PR #967, opened 2021-12-19
fix(modeling): revert measureBoundingBox to only cache per geometry

z3dev:
As the title says.. sigh

### All Submissions:


z3dev:
@hrgdavor please review.

i hate to revert but think that there's some conflicts in the cache look up; by geom VERSUS by points.

alternatively, if a test case can be created then a fix may be possible.

i submitted this because i have no time to dig deep into this.

hrgdavor:
@z3dev I will check if test case is possible and fix first.

z3dev:
> @z3dev I will check if test case is possible and fix first.

@hrgdavor please check that measureBoundingBox is correct before and after cloning / transforming shapes. Maybe a new test case is required.

 I believe that allocation of a new bounding box is required when reusing the cached bounding box. In other words, the original bounding box should not be changed if coached.

mister-jscad (approved):
Looks fine. :(

Issue #966, opened 2021-12-17
Missing breakouts in my model due to eliminated allocations of measureBoundingBox


jue89:
## Expected Behavior

This model creates two STL files for a 3D-printable enclosure:

https://github.com/jue89/homie/tree/main/devices/relay/housing

With the old version of @jscad/modeling everything looks fine:

<img width="1136" alt="Screenshot 2021-12-17 at 17 15 45" src="https://user-images.githubusercontent.com/6105784/146575141-a345b022-1838-483e-acf0-cd1338e7ca25.png">

## Actual Behavior

The `subtract()` on one screw hole doesn't seem to be applied. I've used `git bisect` to identify the commit breaking my model: 8abe361fc0249ec10e438382353b316aec4644a4

<img width="1136" alt="Screenshot 2021-12-17 at 17 14 23" src="https://user-images.githubusercontent.com/6105784/146575167-ba59fdc4-272f-4f80-9c95-2563b7ec5da6.png">

## Steps to Reproduce the Problem

  1. Clone the repo stated above, checkout 959d6b6e6c94df76b4af7d1000838112e0785d16 and cd into the dir `devices/relay/housing`
  2. `npm install && node mains-relay.js` and see everything working ... (package-lock.json picks the old version)
  3. `cd node_modules/quickbox && npm install && cd ../.. && node mains-relay.js` and observe the missing screw hole.

## Specifications

  - Version: @jscad/modeling@2.7.0
  - Platform: MacOS
  - Environment: nodejs

jue89:
Those are the lines creating the breakouts: https://github.com/jue89/node-quickbox/blob/d84e8b3d89ee814a8a9eeb87933413dcf657a587/lib/box.js#L151-L154

z3dev:
UG… I’ll look at the recent changes but those should not have changed any behavior. I suspect that the caching logic has issues.

hrgdavor:
@jue89 can you give an example of box constructor that produces model in screenshots ? I need a sample code to test

hrgdavor:
@z3dev 
> UG… I’ll look at the recent changes but those should not have changed any behavior. I suspect that the caching logic has issues.

The issue is that applyTransforms is not respecting immutability. I think it was the next step that we decided to do separately and forgot to do.
I will make i PR with fix applyTransforms and it should also fix this issue.

[...]

PR #970, opened 2021-12-26
fix(modeling): applyTransform ceate new geometry

hrgdavor:
The fix 
 - fix applyTransforms to produce new goemetry so it does not break other operations
 - fix geenralize to use mat4.intentity transforms in output geom (because toPolygons was used and transform applied)
 - this fix also depends on #973 to be  fix for #966

old tests fixed


z3dev:
General comments.

The behavior change to applyTransforms is going to affect performance. There are many cases where measurements are being called, and the toPoints is being called. 

Also, these changes don’t fix measureBoudingBox. At least, I can’t see the fix. So, I don’t think the test cases are robust.

hrgdavor:
the fix is in two parts:

First part is in the caching code
```js
    // create a new boundingBox. Mutating the passed boundingBox would break cached calculations
    boundingBox = [
      vec3.transform(vec3.create(), boundingBox[0], transforms),
      vec3.transform(vec3.create(), boundingBox[1], transforms)
    ]
```

the second is in aplyTransform to not mutate/destroy the geometry.

-----------------

> There are many cases where measurements are being called, followed by calling toPoints.

That is a poor design choice, and such code should be optimized to perform better. I would like to see the examples where this applies.

-----------------

unit test there in the code  confirms both when error happens (without the fix), and works after fix .
the fix also works for the 2 more complex examples from related github issue #966

z3dev:
I think this should be split into two pieces. The fix for measureBoundingBoz should not rely upon other changes.

hrgdavor:
ok, it is split now, but both are needed for the fix to be complete

t1u1:
Thanks for your work @hrgdavor 

This looks like an important fix.

I have been building a complex model using jscad, and it has been going fine until today. When I added a transform.rotate inside the model, things started looking weird. It took me a long while to realize that it was the rotation that was causing the weird geometry. 

Perhaps it is related to this issue. I will try to reduce the model to a smaller test case, but in the meanwhile, if this PR looks good it will be great to have this merged.

hrgdavor:
@t1u1 this PR is more pragmatic change than a bug-fix. But when you have a test example, we can take look what is causing you issues.

z3dev:
> Thanks for your work @hrgdavor
> 
> This looks like an important fix.
> 
> I have been building a complex model using jscad, and it has been going fine until today. When I added a transform.rotate inside the model, things started looking weird. It took me a long while to realize that it was the rotation that was causing the weird geometry.
> 
> Perhaps it is related to this issue. I will try to reduce the model to a smaller test case, but in the meanwhile, if this PR looks good it will be great to have this merged.

See issue #985 about some viewer issues.

You can check if it’s a viewer issue. Just call toPolygons() before returning the shape from main(). That will rest the transforms, and the viewer should display properly.

t1u1:
Thanks @hrgdavor @z3dev 

After some more experiments I think the issue I am seeing is something else. Boolean operations involving geometries that touch each other cause weirdness. It was just getting triggered during rotation at certain angles.

Will file a separate issue for it.

z3dev:
@hrgdavor i think these changes are no longer important. There were changes to improve copy() functions as well as transform() functions.

if you still think these are important then let's discuss further.

hrgdavor:
I need to consider it a bit more, and see if it could cause issues. I vageuely rememeber that it could actually be ok, in the sense it would not break other instances.

hrgdavor:
I will revisit this at later time, adn create new issue if needed

PR #973, opened 2021-12-29
fix(modeling): undo-revert measureBoundingBox

hrgdavor:
fix a bug in measureBoundingBox caused by mutating original boundingBox with transform

this fix also depends on #970 to be complete  fix for #966


z3dev:
@hrgdavor thanks for splitting this out.

does this fix the issue #966 ?
also, can you add the same tests for geom2 and path2? It would be good to verify those work as well.

z3dev:
@hrgdavor Can this be closed?

hrgdavor:
It has been a long time. I forgot about it. I will check it out and report back.

Issue #558, opened 2017-06-16
Naming Objects


thesourcerer8:
I would like to be able to assign (programmatically) names to objects and have those names be used when exporting to X3D, STL, ... where the export formats support names, so that I can more easily reference the objects in X3D.
Support for the animation capabilities of X3D would be great as well.

I have been asked to reassign this issue here:
https://github.com/EinsteinsWorkshop/BlocksCAD/issues/17#issuecomment-308742189

z3dev:
@thesourcerer8 can you help define what you would like the X3D file to contain? there's a lot of possibilities.

https://www.web3d.org/x3d/content/examples/X3dSceneAuthoringHints.html#NamingConventions

thesourcerer8:
Yes, a DEF attribute seems to be the way to do it.

z3dev:
Do you want names in another export format, like DXF?

thesourcerer8:
I think it would be a good idea to put the names in all the output formats that support them.

z3dev:
Support of 'name' attribute added to V2 DXF serializer. #684

z3dev:
Comment... each serializer should provide a list of supported attributes, such as 'name' or 'class' or 'id'. In addition, these attributes need to be preserved by generalize(), possible a new option.

z3dev:
From the forum...

'class' element for sure is interesting as it will ease styling. About 'id', yes it must be used carefully to ensure that each object has its unique id, generally I use names forged from data (line between triangle 23 and 111 has id 'L_23_111', etc.). 'name' is deprecated so it's maybe wise to avoid it, on very old js code I remember i used 'tag', as svg doesn't use it, as svg can use custom attributes, it can be anything. And it would be really great to have exported svg from jscad with such fine details, because it will allow rework those outputs with great ease.

z3dev:
Support of 'id' and ‘class’ attributes added to V2 SVG serializer. #974

z3dev:
Summary
- AMF TBD
- DXF support for 'name' attribute #684 
- OBJ TBD
- STL impossible as format does not support
- SVG support for 'id' and 'class' #974 
- 3MF

z3dev:
Closing this issue as the relevant serializers have been changed to support names, ids, etc.

PR #974, opened 2022-01-02
Improve svg rendering

z3dev:
These changes improve the 'rendering' of designs exported to SVG. 
- set defaults for fill, fill-rule, stroke-width at the SVG level
- remove above from path serialization
- corrected fill color for continuous paths (geom2)
- added support for special attributes; id and class

### All Submissions:

### DIFF
--- a/jsdoc.json
+++ b/jsdoc.json
@@ -37,6 +37,7 @@
       "packages/io/amf-deserializer/src",
       "packages/io/amf-serializer",
       "packages/io/svg-deserializer/src",
+      "packages/io/svg-serializer",
       "packages/io/x3d-deserializer/src"
     ],
     "includePattern": ".+\\.js(doc|x)?$",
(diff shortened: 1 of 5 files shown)


z3dev:
@hrgdavor please review / try if you have time. I think these changes will help users when exporting to SVG.

z3dev:
See #558 for how to add a ‘name’ to objects

hrgdavor:
np. I will take a look a bit and test

hrgdavor:
It will be few days before I can do so, I am traveling today and tomorrow, so I can't test this right away

hrgdavor:
I have been playing with it, and it looks good in the svg source. I am not a fan of using fill.

While jscad renders lines
image

the svg export uses fill

image

personally I would prefer stroke
image

hrgdavor:
I have some complaint/proposals that are unrelated to this PR.

jscad is generating poly for each curve immediately, so an export to SVG is a poly instead of circle, arc, besier.

Without changing jscad core, one option would be to explore integration with other 2d libs like maker.js ... actually all that is needed is to improve require in the future because V2 now allows us to script with any valid JS lib.

hrgdavor (approved):
It is a good step forward.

━━━━━━━━━━

§ Your instructions: Copy out, word for word, the part of the entries above that begins at the line with "i submitted this" and ends at the line with "case is required.", including both.

§ Result of the task:
i submitted this because i have no time to dig deep into this.

hrgdavor:
@z3dev I will check if test case is possible and fix first.

z3dev:
> @z3dev I will check if test case is possible and fix first.

@hrgdavor please check that measureBoundingBox is correct before and after cloning / transforming shapes. Maybe a new test case is required.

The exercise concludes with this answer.